▸ **DATASET RECORDS**:
________________________________________

Issue #500, opened 2021-01-07
mask_random_pixels does not work


abuts:
User reported bug with Horace3.4 pixels masking
Should be fixed

`Hi Alex,
 
Here is the script I was using on IDAaaS, just takes a cut and then tries to mask 90% of pixels, with the latter giving the error I showed you before.
Namely:
cc_small=mask_random_fraction_pixels(cc,0.1);

 

Error using PixelData/set.data (line 465)

Cannot set pixel data, invalid dimensions. Axis 2 must have num elements matching current pagesize (22933292), found '2293329'.

Error in sqw/mask_pixels (line 85)

wout.data.pix.data=win.data.pix.get_pixels(mask_array).data;

Error in sqw/mask_random_fraction_pixels (line 69)   

wout(i) = mask_pixels(win(i),mask0);

 

Russell
```
sqw_file='/instrument/MAPS/RBNumber/RB2010594/ei50_horace_base_psi_sum.sqw'; 
proj.u=[1,1,0]; proj.v=[0,0,1]; proj.type='rrr';proj.nonorthogonal=true;
proj1.u=[1,0,0];proj1.v=[0,0,1];proj1.type='rrr';
proj2.u=[1,0,0];proj2.v=[-0.5,1,0];proj2.w=[0,0,1];proj2.type='rrr';proj2.nonorthogonal=true;

cc=cut_sqw(sqw_file,proj,[-1,0.05,1],[-5,5],[-0.5,0.5],[0,0.4,30]);
plot(compact(cc))

%Size of pix array is 22933292. Mask 90% of pixels randomly to generate
%smaller object for faster fitting.

%Mask 90% of pixels, to speed up.
cc_small=mask_random_fraction_pixels(cc,0.1);
```

hsautessella:
I'm a bit confused because v3.4 does not have `PixelData` objects. Are we sure he's not using v3.5?

cmarooney-stfc:
@hsautessella Hi Harry. It's unclear why this is in review/QA. I see your query on the versioning but I thought it should stay in "In Progress" until that is resolved. In the old days I would have this in a category "Need More Info" which is different from Review=Fixed pending testing it now works. Have we done an initial test on Russell's data and has Russell been copied into the loop?

cmarooney-stfc:
@hsautessella Hi again. I have now seen PR 501, so sorry, missed the connection. Should we be putting the PR number into the ticket as well as the ticket number into the PR? Thanks

[...]

PR #501, opened 2021-01-08
Mask random pixels does not work

hsautessella:
This PR fixes and adds tests for `sqw.mask_pixels` which was failing as it had not been adapted to use `PixelData.mask` (see 
eae2783).

I also noticed that `PixelData.compute_bin_data` was throwing an unexpected error if the `PixelData` object contained no pixels. I took the decision to just return empty arrays in this case, another option was to throw an error - what do you think?

Addresses #500 

_Once this PR is merged into `rel_3_5` I'll open another PR to merge it into `master`_

### DIFF
--- a/_test/test_sqw/test_PixelData_operations.m
+++ b/_test/test_sqw/test_PixelData_operations.m
@@ -164,6 +164,28 @@ methods
         assertEqual(e, obj.ref_e_data, '', obj.FLOAT_TOLERANCE);
     end
 
+    function test_compute_bin_data_mex_rets_empty_arrays_if_num_pix_is_zero(obj)
+        cleanup_handle = ...
+            set_temporary_config_options(hor_config(), 'use_mex', true);
+
+        p = PixelData();
+        [s, e] = p.compute_bin_data([]);
+
+        assertTrue(isempty(s));
+        assertTrue(isempty(e));
+    end
+
+    function test_compute_bin_data_nomex_empty_arrays_if_npix_is_zero(obj)
+        cleanup_handle = ...
+            set_temporary_config_options(hor_config(), 'use_mex', false);
+
+        p = PixelData();
+        [s, e] = p.compute_bin_data([]);
+
+        assertTrue(isempty(s));
+        assertTrue(isempty(e));
+    end
+
     function test_do_unary_op_returns_correct_output_with_cosine_gt_1_page(obj)
         data = rand(PixelData.DEFAULT_NUM_PIX_FIELDS, 50);
         npix_in_page = 11;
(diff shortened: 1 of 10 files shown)


nickbattam-tessella (approved):

hsautessella:
Test script:
```matlab
sqw_file='.../ei50_horace_base_psi_sum.sqw'; 

proj.u=[1,1,0]; proj.v=[0,0,1]; proj.type='rrr';proj.nonorthogonal=true;
proj1.u=[1,0,0];proj1.v=[0,0,1];proj1.type='rrr';
proj2.u=[1,0,0];proj2.v=[-0.5,1,0];proj2.w=[0,0,1];proj2.type='rrr';proj2.nonorthogonal=true;

cc=cut_sqw(sqw_file,proj,[-1,0.05,1],[-5,5],[-0.5,0.5],[0,0.4,30]);
plot(compact(cc))

%Size of pix array is 22933292. Mask 90% of pixels randomly to generate
%smaller object for faster fitting.

%Mask 90% of pixels, to speed up.
cc_small=mask_random_fraction_pixels(cc,0.1);

disp(['Num pixels pre-mask: ', num2str(cc.data.pix.num_pixels)]);
disp(['Num pixels post-mask: ', num2str(cc_small.data.pix.num_pixels)]);
```

Outputs a plot and the following:
```
Taking cut from data in file .../ei50_horace_base_psi_sum.sqw...
Step   1 of    3; Have read data for 10000820 pixels -- now processing data... ----->  retained  8068814 pixels
Step   2 of    3; Have read data for 10000220 pixels -- now processing data... ----->  retained  8364260 pixels
Step   3 of    3; Have read data for 8445481 pixels -- now processing data... ----->  retained  6500218 pixels
>> mask_bug_500
Taking cut from data in file .../ei50_horace_base_psi_sum.sqw...
Step   1 of    3; Have read data for 10000820 pixels -- now processing data... ----->  retained  8068814 pixels
Step   2 of    3; Have read data for 10000220 pixels -- now processing data... ----->  retained  8364260 pixels
Step   3 of    3; Have read data for 8445481 pixels -- now processing data... ----->  retained  6500218 pixels
Num pixels pre-mask: 22933292
Num pixels post-mask: 2293329
```

nickbattam-tessella:
The implementation of the different `mask` methods all raise an error if the number of pixels retained after the mask is applied is zero, or the number of pixels to keep is greater than the number of pixels.

As a result it's not possible for an empty object to be returned.

From that it would be more consistent to throw an error if the PixelData object contains no pixels too.

But that is then inconsistent with the operation of other PixelData methods (e.g. noisify) when called on an empty object.

abuts (commented):
Looks good but would this ticket include combining mask_random_pixels.m and mask_random_fraction_pixels.m within the same interface?

hsautessella:
The failing test is broken on the `rel_3_5` branch. I'll open another issue for that. I believe this PR is OK to go in since the failing test does not touch any of the edited code.

PR #505, opened 2021-01-11
duplicated projection matrix function has been removed 

abuts:
simple fix should remove duplicated projection matrix and fix the issu


hsautessella (approved):
Tests all passing now 👍

PR #515, opened 2021-01-14
mask random pixels bug master

abuts:
This ticket to merge changes, done on ticket #500 into master

### DIFF
--- a/_test/test_sqw/test_PixelData_operations.m
+++ b/_test/test_sqw/test_PixelData_operations.m
@@ -164,6 +164,28 @@ classdef test_PixelData_operations < TestCase
             assertEqual(e, obj.ref_e_data, '', obj.FLOAT_TOLERANCE);
         end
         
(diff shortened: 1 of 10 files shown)


nickbattam-tessella:
Why is this a new branch rather than merging the `500_mask_random_pixels_does_not_work` branch into master? It's hard to confirm that these two branches contain the same changes

abuts:
I have followed @hsautessella' advice and tried rebase rather them merge. The branch is created by rebasing #500 onto master, and necessary because one needs to test changes locally due to conflicts. Experimental -- will not do it again, as merge shows all conflicts together and rebase replays them commit by commit. 

 Rebase works better without conflicts and creates clearer history (nobody looks at this history anyway, but if somebody wants....) I believe, as the result of our discussion today we decided do a ticket to merge, branch for ticket and PR from the ticket -- this is how it would look (without rebase)

nickbattam-tessella:
It wasn't obvious that this branch was a rebase of the original PR branch.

________________________________________

▸ **PROBLEM**: Give back exactly the lines of the listing above, starting with its first line and ending with the line that holds "Error in sqw/mask_pixels (line 85)".

▸ **TASK ANSWER**:
Issue #500, opened 2021-01-07
mask_random_pixels does not work


abuts:
User reported bug with Horace3.4 pixels masking
Should be fixed

`Hi Alex,
 
Here is the script I was using on IDAaaS, just takes a cut and then tries to mask 90% of pixels, with the latter giving the error I showed you before.
Namely:
cc_small=mask_random_fraction_pixels(cc,0.1);

 

Error using PixelData/set.data (line 465)

Cannot set pixel data, invalid dimensions. Axis 2 must have num elements matching current pagesize (22933292), found '2293329'.

Error in sqw/mask_pixels (line 85)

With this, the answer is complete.